Or using government loans while you go "find yourself" at college skipping classes on Underwater Basket Weaving and spending the cash on ski trips.  :


----------



## pte. Massecar (28 May 2006)

Michael Dorosh said:
			
		

> Better she should piss away government loans at University "finding herself" with a useless arts degree?



I feel the same was as you Michael, being in the CF for 3 years, joined while in highschool. But, no need for the comments about getting a university arts degree. You can do alot with one. Including being  amilitary historian and supporter of the CF. SO, frankly this comment is unwarranted. If you meant SHE wasted a good arts degree, then I concurr.


----------



## Shec (28 May 2006)

Don't sweat it kid, it goes with the territory.   The detractors, the critics, the peaceniks whose freedom you are defending have always been there and always will be there.   When i was in during the early '70's at the tail end of the Viet Nam war we got the same disgusted intolerance.  They are the not so silent minority who are only able to voice their opinion because you are willing to pay the price of that freedom of opinion. On the upside there are more out there, albeit silent ones, that indeed respect you - the bus driver who lets you on for free when you are in uniform and on your way to the armoury,  the immigrant from a war torn land who was liberated by your brothers in arms who stops to give you a lift  to that bus stop, the growing 1000's of ordinary  and anonymous citizens who lay poppies on the grave of the Unknown Soldier every November 11.   Do yourself a favour, think of them the next time some pacifist candyass assaults the uniform you wear.


----------



## Brad Sallows (28 May 2006)

>the fact that a soldier is trained to kill and die on command.

Holy sh!t.  We're not training soldiers; we're training samurai.


----------



## FredDaHead (28 May 2006)

I think the author would rather have kids join the leftist conspiracy theorists at Civvie U for three/four years and do a bunch of "civil disobedience" on a regular basis, and be completely brainwashed, before they can make choices on their own.

Something that bugged me: "army fatigues and polished boots". Am I part of the only IAP class that was told not to spit-shine our combat boots? Or maybe the propagandist journalist has never seen anyone wearing something other than sneakers?

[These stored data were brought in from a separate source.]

PR #1326, opened 2023-05-26
Give a better error message when trying to query a non-record

### LINKED ISSUE #1292: Trying to query something that isn't a record gives suboptimal error message
**Describe the bug**
When trying to query a value that isn't a record, either at top-level, or because you specify a field path that isn't valid, Nickel gives a dynamic type error that might point to some internals, in particular if the faulty value has a contract attached.

**To Reproduce**

```text
nickel>  let config | String -> {..} = fun value_param => { value = value_param }
nickel> :query config value
error: dynamic type error
   ┌─ <stdlib/internals.ncl>:24:7
   │
24 │       (fun x => %assume% codomain (%go_codom% label) (value (%assume% domain (%chng_pol% (%go_dom% label)) x)))
   │       ^^^^^^^^^^^^^^^^^^^^^^^^^^^^^^^^^^^^^^^^^^^^^^^^^^^^^^^^^^^^^^^^^^^^^^^^^^^^^^^^^^^^^^^^^^^^^^^^^^^^^^^^^ this expression has type Function, but Record was expected
   │
   = query
```

**Expected behavior**
The query evaluation code should check by itself that the result has the right type before proceeding further, in order to show a tailored error message.

jneem:
The first commit is a simple bug fix: the error position should point to the un-evaluated term. This is consistent with what happens for later elements in the path.

The second commit adds a special error variant for querying fields of non-records.

Fixes #1292

### DIFF
--- a/src/error.rs
+++ b/src/error.rs
@@ -133,6 +133,15 @@ pub enum EvalError {
     },
     /// A non-equatable term was compared for equality.
     EqError { eq_pos: TermPos, term: RichTerm },
+    /// Tried to query a field of something that wasn't a record.
+    QueryNonRecord {
+        /// Position of the original unevaluated expression.
+        pos: TermPos,
+        /// The identifier that we tried to query.
+        id: Ident,
+        /// Evaluated expression
+        value: RichTerm,
+    },
     /// An unexpected internal error.
     InternalError(String, TermPos),
     /// Errors occurring rarely enough to not deserve a dedicated variant.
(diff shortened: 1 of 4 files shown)


src/error.rs
```diff
@@ -1153,6 +1162,26 @@ impl IntoDiagnostics<FileId> for EvalError {
...
+                let label = format!(
+                    "tried to query field `{}`, but the expression has type {}",
+                    id,
+                    value
+                        .term
+                        .type_of()
+                        .unwrap_or_else(|| String::from("<unevaluated>")),
+                );
+
+                let labels = if let Some(span) = pos.into_opt() {
```
yannham, line 1175: (very) minor nitpick: if `vec![..]` is applied in both branches, you might as well factor it out, defining `let label = ...` as a single label and using `vec![label]` in `with_labels` below. It'll save a staggering number of 7 characters!

yannham (approved):
LGTM!

PR #1337, opened 2023-06-01
Refactor record type errors, and detect duplicate fields

### LINKED ISSUE #1284: Nickel happily accepts a record type literal with several declarations for the same row
**Describe the bug**
Nickel accepts ill-formed record types, where the same field is defined several time, while it should reject them.

**To Reproduce**

```
nickel> ({foo.bar.baz = "a"} : {foo : String, foo : Number})
error: type error: missing row `foo`
  ┌─ repl-input-2:1:2
  │
1 │ ({foo.bar.baz = "a"} : {foo : String, foo : Number})
  │  ^^^^^^^^^^^^^^^^^^^ this expression
  │
  = The type of the expression was expected to be { foo: String, foo: Number }, which contains the field `foo`
  = The type of the expression was inferred to be { foo: String }, which does not contain the field `foo`
```

**Expected behavior**
I expect the previous example to either fail with a specific parsing error, or to at least not consider this as a record type, but as a general record literal.

**Additional context**
This probably comes from the way `UniRecord` are converted to record types. Unirecords are just a list of declaration, with potential duplicates, but the check for record types just look for field with type annotation and without definitions. Is suspect it doesn't check for duplicate fields. This is wild guessing, and I haven't actually investigated the issue.

jneem:
This refactors record type literal errors to be more structured, and also adds a variant for checking duplicate field names.

 Fixes #1284.

### DIFF
--- a/src/parser/error.rs
+++ b/src/parser/error.rs
@@ -18,7 +18,7 @@ pub enum LexicalError {
 /// Error indicating that a construct is not allowed when trying to interpret an `UniRecord` as a
 /// record type in a strict way.
 ///
-/// See [`UniRecord::into_type_strict`].
+/// See [`UniRecord::into_type_strict`](crate::parser::uniterm::UniRecord::into_type_strict).
 #[derive(Debug, Copy, Clone, PartialEq, Eq)]
 pub enum InvalidRecordTypeError {
     /// The record type had an invalid field, for example because it had a contract,
--- a/src/parser/error.rs
+++ b/src/parser/error.rs
@@ -1,3 +1,6 @@
+use codespan::FileId;
+use codespan_reporting::diagnostic::Label;
+
 use crate::{identifier::Ident, position::RawSpan};
 
 #[derive(Clone, PartialEq, Eq, Debug)]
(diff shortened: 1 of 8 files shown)


src/parser/error.rs
```diff
@@ -12,31 +15,79 @@ pub enum LexicalError {
...
+
+    pub fn notes(&self) -> Option<String> {
+        match self {
+            InvalidRecordTypeError::InvalidField(_) => Some(
+                "Value assignments such as `<field> = <expr>`, and metadata \
+                    annotation (annotation, documentation, etc.) are forbidden."
+                    .into(),
+            ),
+            InvalidRecordTypeError::InterpolatedField(_) => {
+                Some("String interpolation in field names is forbidden in record types".into())
```
yannham, line 67: As a side note, this one is a bit subtle to classify. In RFC002, we say something like "if something is a record type (in the old syntax), then it is parsed as a static type, otherwise it's a record literal". Given that interpolation is forbidden inside record types, taking this literally would mean that we shouldn't complain that "a record type has interpolation", but rather see this record as a record literal. However, we fail in this case too, because we forbid (since 1.0) type annotation on fields without definition.

So the semantics (as far as failing is considered) is the same, but not the error message. In the end I wonder if we shouldn't mention both cause, because we can't really know if the user wanted to write a record type with interpolation or a record literal with a field with a static type annotation but without a definition. Maybe adding a note corresponding to the latter could be sufficient? Something in the spirit of "and a field with a type annotation and without a definition is forbidden in record literals".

> I am hearing anecdotally that there's a stepped-up presence by the military generally in schools, and I think this is alarming.



Oh my god, the evil fascist military people are going to take over the schools and take away any student that shows independent thought! Let's all whine and bitch until they go away!

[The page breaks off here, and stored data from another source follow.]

PR #1339, opened 2023-06-05
Add a GitHub action for automatically uploading release artifacts

vkleen:
The action is triggered on publishing a GitHub release and automaticlly builds the `dockerImage` and `nickel-static` flake outputs for x86_64 Linux. It then uploads the results as release artifacts on GitHub.

### DIFF
--- a/.github/workflows/release-artifacts.yaml
+++ b/.github/workflows/release-artifacts.yaml
@@ -1,4 +1,4 @@
-name: Uplaod release artifacts
+name: Upload release artifacts
 on:
   release:
     types: [published]
@@ -42,7 +42,7 @@ jobs:
         with:
           extra_nix_config: "experimental-features = nix-command flakes"
           nix_path: "nixpkgs=channel:nixos-unstable"
-      - name: "Build docker image"
+      - name: "Build x86_64 static binary"
         run: |
           nix build --print-build-logs .#nickel-static
           cp ./result nickel-x86_64-linux
--- a/.github/workflows/release-artifacts.yaml
+++ b/.github/workflows/release-artifacts.yaml
@@ -1,0 +1,54 @@
+name: Uplaod release artifacts
+on:
+  release:
+    types: [published]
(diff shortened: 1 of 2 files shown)


.github/workflows/release-artifacts.yaml
```diff
@@ -0,0 +1,54 @@
+name: Uplaod release artifacts
```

> new U.S.-inspired war aims



So... wanting to actually do our job is US-inspired? ...I guess the cops' job is "US-inspired oppression"?



> Non-violence trainer and writer Len Desroches says all the talk about school boards merely offering career options just doesn't wash, because young people aren't being allowed to make fully informed choices.



And removing the military possibility is going to allow kids to make fully informed choices, how?



As for the last bit, about some Catholic high school wanting to remove the military presence and all that, while bitching that the military preys on "economically vulnerable" kids... Correct me if I'm wrong, but if it's a "Catholic" school, it's private, right? And if it's a private school, then rich kids go, right? Then where's the problem?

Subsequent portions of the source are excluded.